= Beginning of Section =
PR #972, opened 2022-10-25
[16.0][MIG] account_payment_order: Migration to 16.0

wpichler:
https://github.com/OCA/bank-payment/issues/964

Needs https://github.com/OCA/bank-payment/pull/969

Standard Migration - just one thing - it was necessary to add groups="base.group_multi_company" to the order_id field in account_payment_line_form. Without this i do get this error:

Field 'company_id' used in domain of field 'order_id' ([('company_id', 'in', [company_id, False])]) is restricted to the group(s) base.group_multi_company.

order_id is check_company - so company_id domain gets added indirectly and should be ok without this group. Maybe because of the related company_id this problem occours ?

PR #1036, opened 2023-02-14
[16.0][MIG] account_payment_order: Migration to 16.0 

AnizR:
This pr is based on pr: #972 .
= End of Section =
**Work instruction**
The records must be given again in full, exactly as shown.

**Solved exercise**
PR #972, opened 2022-10-25
[16.0][MIG] account_payment_order: Migration to 16.0

wpichler:
https://github.com/OCA/bank-payment/issues/964

Needs https://github.com/OCA/bank-payment/pull/969

Standard Migration - just one thing - it was necessary to add groups="base.group_multi_company" to the order_id field in account_payment_line_form. Without this i do get this error:

Field 'company_id' used in domain of field 'order_id' ([('company_id', 'in', [company_id, False])]) is restricted to the group(s) base.group_multi_company.

order_id is check_company - so company_id domain gets added indirectly and should be ok without this group. Maybe because of the related company_id this problem occours ?

PR #1036, opened 2023-02-14
[16.0][MIG] account_payment_order: Migration to 16.0 

AnizR:
This pr is based on pr: #972 .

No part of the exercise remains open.